4 - Practical approaches for solving algorithmic problems
The algorithmic has developed some strategies to solve the problems:
greedy algorithm: a first algorithm can often be proposed by studying the problem very gradually: we solve each sub-problem locally hoping that all of their results will compose a solution of the global problem. We are talking about a greedy algorithm. The greedy algorithm is often only a first step in writing a more efficient algorithm;
divide and conquer: to improve the performance of algorithms, a common technique is to divide the data of a problem into subsets of smaller sizes, to obtain data that the algorithm can handle on a case by case basis. A second step in these algorithms is to "merge" the partial results to obtain a global solution. These algorithms are often associated with recursion;
exhaustive search (or combinatorial): a method using the huge computing power of computers is to look at all possible cases. This is only possible in certain particular cases (the combinatorics are often stronger than the huge power of computers, however huge);
top-down / bottom-up decomposition: (top-down decomposition, upward decomposition) top-down decompositions consist of trying to break down the problem into sub-problems to be solved successively, the decomposition going as far as trivial problems that are easy to solve. The global algorithm is then given by the compound of the algorithms defined during the decomposition. The bottom-up approach is the opposite approach, it consists of simple algorithms, solving only one stage of the problem, to try to compose them to obtain a global algorithm;
pre-processing / post-processing: sometimes, some algorithms have one or two phases identified as pre-treatments (to be done before the main algorithm), or post-processing (to be done after the main algorithm), to simplify the process. writing of the general algorithm;
dynamic programming: it applies when the optimization problem is composed of several sub-problems of the same nature, and an optimal solution of the global problem is obtained from optimal solutions of the sub-problems.
5 - Formal study
Many formal or theoretical tools have been developed to describe the algorithms, to study them, to express their qualities, to be able to compare them:
Thus, to describe the algorithms, algorithmic structures have been highlighted: control structures and data structures.

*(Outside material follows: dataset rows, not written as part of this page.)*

Issue #582, opened 2026-07-27
Plugin & Extension System


nensii21:
Design a plugin architecture that allows third-party developers to extend DevLink with custom integrations, widgets, and workflows through a documented extension API.

nayanraj864-cmyk:
i want to work on this assign to me @nensii21

nayanraj864-cmyk:
i working on the same project but other issue i need some time

PR #861, opened 2026-08-03
Add a runtime feature flag service

### LINKED ISSUE #856: Introduce a runtime feature flag service
## Description

DevLink ships a large number of half-finished and experimental surfaces (the graph view, hackathons, the AI recommendation panel, the design-system route, maintenance mode). Right now the only way to turn any of them on or off is to edit the router and redeploy.

There is no feature flag mechanism anywhere in the codebase — `grep -ri feature_flag backend/app` returns nothing. That means:

- Incomplete work has to be merged behind a comment or not merged at all.
- We cannot do a percentage rollout of anything risky.
- We cannot kill a misbehaving feature without shipping a release.

Note this is deliberately *not* the same as #582 (Plugin & Extension System) — that issue is about third-party extensibility, this one is about first-party runtime toggles.

## Proposed solution

A small, dependency-free flag service:

- Flags defined in config with a default state, so the system works with zero external infrastructure.
- Per-flag rollout strategies: `on`, `off`, `percentage` (stable hash of user id, so a user's bucket never flickers), and `allowlist` of user ids.
- Overrides persisted in Redis via the existing `cache_manager`, so an operator can flip a flag without a deploy.
- A `GET /api/feature-flags` endpoint returning the evaluated flag set for the current user, so the frontend can gate UI from one request.
- A FastAPI dependency (`require_flag("...")`) that 404s a route when its flag is off.

## Acceptance criteria

- [ ] Flags evaluate from config defaults with no Redis present.
- [ ] Percentage rollout is deterministic and stable per user.
- [ ] Allowlisted users always get the flag regardless of percentage.
- [ ] Anonymous users resolve to the default state.
- [ ] Redis override takes precedence over config.
- [ ] `GET /api/feature-flags` returns the evaluated map for the caller.
- [ ] `require_flag` dependency blocks disabled routes.
- [ ] Unit tests for each strategy.

MOHITKOURAV01:
# Pull Request

## Summary

Adds runtime feature flags: toggles that can be flipped without a deploy, targeted at a subset of users, and rolled out gradually.

The `ENABLE_*` booleans already in `config.py` are build-time switches — changing one means editing the environment and restarting. They are the right tool for "does this deployment have email configured". They are the wrong tool for "is the graph view ready for everyone yet", and that second question is the one we keep hitting: several half-finished surfaces (graph view, hackathons, the AI recommendation panel, the design-system route) are currently gated by nothing at all, so the choice is merge them live or don't merge them.

> Deliberately **not** #582. That issue is about third-party extensibility; this is first-party runtime toggling.

---

## Related Issue

Closes #856

---

## Type of Change

- [ ] Bug fix
- [x] New feature
- [x] Documentation update
- [ ] Performance improvement
- [ ] Refactoring
- [ ] UI/UX enhancement
- [x] Tests
- [ ] Other

---

## Changes Made

- **`app/core/feature_flags.py`** — the registry and the evaluation function. Evaluation is pure: definition + optional override + user id in, boolean out, no I/O. That is what makes the strategy rules testable without standing anything up.
- **`app/services/feature_flag_service.py`** — joins definitions with Redis overrides.
- **`app/routers/feature_flags.py`** — `GET /api/feature-flags` plus admin override endpoints.
- **`app/dependencies.py`** — `require_flag()`.
- **`docs/feature_flags.md`** — how to define, use, roll out, and retire a flag.

### Strategies

`on`, `off`, `percentage`, `allowlist`. New flags are defined `off` — a flag somebody forgot to configure should stay dark.

### Percentage bucketing

Users are bucketed on `sha256("<flag_key>:<user_id>")`, which buys three things:

- **Stable** — a user's bucket never changes, so a feature cannot flicker on and off between requests. This is why Python's built-in `hash()` is unusable: it is salted per process, so two uvicorn workers would disagree about the same user.
- **Independent per flag** — the flag key is in the hash, so the same unlucky cohort is not enrolled in every rollout.
- **Monotonic** — raising the percentage only ever *adds* users. Widening a rollout never takes a feature away from someone who already had it. There is a test for this specifically, because getting it wrong is the kind of bug you only notice from a support ticket.

Allowlisted users bypass the percentage entirely, so the team can dogfood something sitting at 0%.

### `require_flag` returns 404, not 403

A 403 confirms the route exists and merely refuses you, which leaks the shape of unreleased work. A 404 is indistinguishable from the route not being deployed yet.

### Failure behaviour

Every path fails closed and stays up:

| Situation | Behaviour |
| :--- | :--- |
| No Redis | Flags resolve to their definitions |
| Override write with no backend | `503` — better than reporting a success that evaporates |
| Unknown flag key | `False` + warning; a typo leaves a feature dark, it does not break the endpoint |
| Malformed / unknown-strategy / bad-type override | Discarded with a warning, definition used |
| Cache raises | Caught, definition used |

Overrides expire after seven days — long enough to be effectively permanent for an incident kill switch, short enough that forgotten experiments do not linger.

---

## Testing

- [x] Tested locally
- [x] Existing tests pass
- [x] Added new tests
- [ ] UI verified

Additional testing notes:

`tests/test_feature_flags.py` — 40 passed. Covers:

- Registry consistency and the percentage range guard.
- Bucketing: stability, range, independence across flags, and an even-ish spread over 1000 synthetic users (with generous slack so it cannot flake).
- Every strategy, including the anonymous-caller cases and the allowlist bypass at 0%.
- **Monotonicity** — the set enabled at 25% is a subset of the set enabled at 75%.
- Overrides: forcing on, killing, partial override falling through to the definition, and that applying one does not mutate the definition.
- Service-level: no cache, unknown key, string vs dict override shapes, malformed JSON, unknown strategy, bad percentage type, cache raising, and override write failure.
- `require_flag` returning 404 when off, passing when on, and evaluating against the calling user.

Endpoint smoke test against the real app:

```
GET /api/feature-flags        -> 200 {"flags": {"graph_view": false, ...}}
GET /api/admin/feature-flags  -> 401 (unauthenticated)
```

No existing tests touch this code.

---

## Checklist

---

## Additional Notes

Nothing existing is placed behind a flag in this PR. The five seeded definitions describe surfaces that *should* be gated, but actually gating them changes their behaviour for users and belongs in separate, reviewable PRs — one per surface. This one is just the mechanism.

The docs end with a note on retiring flags. A registry full of permanently-on flags is dead branching, so removing them once a feature has fully landed should be part of the routine.


MOHITKOURAV01:

| :--- | :--- | :--- | :--- |

nensii21:
@MOHITKOURAV01 resolve conflicts so i can merge.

To justify the quality of the algorithms, the notions of correction, completeness and termination were put in place.
Finally, to compare the algorithms, a theory of the complexity of the algorithms has been defined.
6 - Algorithmic structures
The concepts implemented in algorithmic, for example according to the approach of N. Wirth for the most widespread languages (Pascal, C, etc.), are in small numbers. They belong to two classes:
-recursive structures (lists, trees, graphs)
This division is sometimes difficult to perceive for some languages (Lisp, Prolog ...) more based on the notion of recursion where certain control structures are implicit and, therefore, seem to disappear.